** TASK BRIEF **
Every entry must be given again exactly as it is written.

----

PR #908, opened 2021-03-20
Disable update strategy when there is no pvc in chartmuseum and registry

WesternStar:
This fixes a bug that when using s3, etc to store images and charts the helm chart still sets a strategy for the helm chart when it isn't nessecary.


ywk253100:
@WesternStar What's the bug if the update strategy is enabled for them?

WesternStar:
Well if the images are stored in S3 and we still need the recreate strategy
for the job service this causes downtime that's unnecessary. Harbor
downtime is pretty visible for us and it would be good to avoid that.
Besides that the only reason to use recreate is if your filesystem isn't
ReadWriteMany  afaict  and we aren't using it.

----

** RESPONSE FOR THIS EXERCISE **
PR #908, opened 2021-03-20
Disable update strategy when there is no pvc in chartmuseum and registry

WesternStar:
This fixes a bug that when using s3, etc to store images and charts the helm chart still sets a strategy for the helm chart when it isn't nessecary.


ywk253100:
@WesternStar What's the bug if the update strategy is enabled for them?

WesternStar:
Well if the images are stored in S3 and we still need the recreate strategy
for the job service this causes downtime that's unnecessary. Harbor
downtime is pretty visible for us and it would be good to avoid that.
Besides that the only reason to use recreate is if your filesystem isn't
ReadWriteMany  afaict  and we aren't using it.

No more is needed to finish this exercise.